Cybersecurity researchers Roy Paz of LayerX Security and Alexandre Pauwels of the University of Cambridge discovered the exposed materials, which were accessible due to a misconfiguration in Anthropic’s content management system, according to Fortune. The unsecured data store contained draft blog posts, images, PDFs, and internal documentation that had not been published on the company’s news or research sites.

The most significant discovery was a draft announcement for Claude Mythos, also referred to internally as “Capybara” — a new tier of model positioned above the existing Opus, Sonnet, and Haiku lineup. The draft described the model as “larger and more intelligent than our Opus models” and stated it achieves “dramatically higher scores on tests of software coding, academic reasoning, and cybersecurity, among others” compared to Claude Opus 4.6, as Fortune reported.

Anthropic confirmed the model’s existence after Fortune notified the company on the evening of March 26. A spokesperson described the exposure as the result of “human error” in content management system configuration and called the leaked materials “early drafts of content considered for publication,” according to Fortune. The company stated it is “developing a general purpose model with meaningful advances in reasoning, coding, and cybersecurity” and confirmed the model is being trialed by “early access customers.”

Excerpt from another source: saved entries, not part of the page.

PR #3698, opened 2026-07-07
Introduced `MarkedString` type

lslezak:
## Problem

- Using `N_()` without `_()` later in a React component results in an untranslated text ([bsc#1269514](https://bugzilla.suse.com/show_bug.cgi?id=1269514))
## Solution

- Activate the new `agama-i18n/marked-string` rule implemented in https://github.com/agama-project/eslint-plugin-agama-i18n/pull/9

## Additional changes

- The improved `agama-i18n/string-literals` check can now detect the used type so it does not complain when an expression which returns `MarkedString` is used. That means we can remove the `eslint-disable-next-line agama-i18n/string-literals` comments.

## Notes

- While updating the `@agama-project/eslint-plugin-agama-i18n` npm updated also some eslint packages which require some changes in the indentation at several places.

### DIFF
--- a/web/eslint.config.mjs
+++ b/web/eslint.config.mjs
@@ -15,6 +15,8 @@ export default [
   ...neostandardConfig,
   js.configs.recommended,
   ...tsEslint.configs.recommended,
+  // TODO: enable TypeScript checks as well?
+  // ...tsEslint.configs.recommendedTypeChecked,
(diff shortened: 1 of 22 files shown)


dgdavid (approved):
Great i18n improvement that for sure will help the project to miss less translations. Thanks! 👍

Issue #3701, opened 2026-07-08
network: vlan configuration with incorrect flags


jeffmahoney:
I ran into an issue with a DHCP server failing to see any incoming traffic after an [wicked2nm](https://github.com/openSUSE/wicked2nm) migration (that uses the Agama network create). SSH and ICMP worked fine. I tracked it down to the `VLAN_FLAG_REORDER_HDR` (`1`) flag not being set on the VLAN interface. After setting it, the DHCP server worked correctly. Without this flag, VLAN interfaces will work fine for Unicast and Multicast traffic but will fail for Broadcast traffic. 

Why is this an issue for Agama? I had used wicked2nm to migrate a SLES 15 SP7 system to SLES 16 and it migrated a working Wicked configuration to one that didn't. wicked2nm uses the agama-network crate, which has a problem in how it transfers the vlan configuration to dbus/NetworkManager. It doesn't specify the flags field. Ideally this should be unspecified and it wouldn't be written in the final output. However, the NetworkManager developers have made a conscious choice to handle a missing `flags` field as the *old* default of `0` which is written as a `flags=0` value in the nmconnection file. I expect that using Agama directly to configure a VLAN interface will result in a similar failure.

teclator:
The related PR should be already merged, therefore, closing it.

PR #3702, opened 2026-07-08
agama-network: fix handling of flags for VLAN interfaces (#3701)

jeffmahoney:
vlan_config_to_dbus leaves the flags field unspecified which _should_ be fine, but is unfortunately not.  The NetworkManager developers have made a conscious decision to treat an absent flags field as the old default value of 0, and that value is written into the nmconnection file.

The problem is that the kernel defaults to a value to 1/VLAN_FLAG_REORDER_HDR.

Without this flag, software using AF_PACKET doesn't work, including tcpdump filters and dhcpd.

This fix adds the flags field with the kernel default value of 1.


teclator:
@jeffmahoney thanks for the contribution. I'm wondering if we should set it to 1 unconditionally or we should read and set it depending on the current value instead. Otherwise we could override the value isn't it? @cfconrad, what do you think?

teclator:
This PR has been replaced by #3705, thanks a lot!

PR #3703, opened 2026-07-09
Do not timeout when starting agama-web-server

teclator:
## Problem

Starting **agama-web-server** service could timeout because the storage service is taking too long for starting.

## Solution

Set the service **StarTimeoutStartSec** to infinity in order to not timeout when starting it

## Testing

- *Tested manually*


lslezak (approved):
LGTM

The leaked documents also revealed plans for an invitation-only CEO summit in the English countryside where European business leaders would experience unreleased Claude capabilities, as part of the company’s push to sell AI models to large corporate customers, according to Fortune.

The Cybersecurity Warning

The most striking detail in the leaked draft is Anthropic’s own assessment of the model’s offensive cyber potential. The company stated that Claude Mythos is “currently far ahead of any other AI model in cyber capabilities” and warned that it “presages an upcoming wave of models that can exploit vulnerabilities in ways that far outpace the efforts of defenders,” according to Fortune.

Because of these concerns, Anthropic is restricting early access to organizations focused on cyber defense, giving them time to harden their systems before a broader release, Fortune reported. No specific timeline for wider deployment has been disclosed.

Pentagon Response

The leak landed in a politically charged environment. Under Secretary of War Emil Michael, the Pentagon’s most vocal Anthropic critic, responded on social media with: “Umm…hello? Is it not clear yet that we have a problem here?” according to Gizmodo. Michael has previously called Amodei a “liar” with a “god complex” who wants to “personally control the US military,” Gizmodo reported.

A judge temporarily blocked the Department of Defense from labeling Anthropic a security risk on Thursday, according to Gizmodo, adding another layer to the ongoing legal and political dispute between the company and the U.S. government.

What We Don’t Know

Several key questions remain unanswered. Anthropic has not disclosed specific benchmark results for Claude Mythos, making independent verification of the “step change” claim impossible. The company has not explained why a model it considers to carry unprecedented cybersecurity risks was described in a publicly accessible data store, nor how long the materials were exposed before researchers discovered them.

It also remains unclear whether the model’s cyber capabilities were an intentional design goal or an emergent property of scaling. The company has not detailed what safeguards, if any, would accompany a wider release, or how it plans to prevent the model from being used offensively despite being trained with capabilities that could enable precisely that.

The financial implications are also uncertain. Reports indicate the model is extremely expensive to train and operate, and Anthropic has not clarified its deployment strategy or pricing for the new Capybara tier.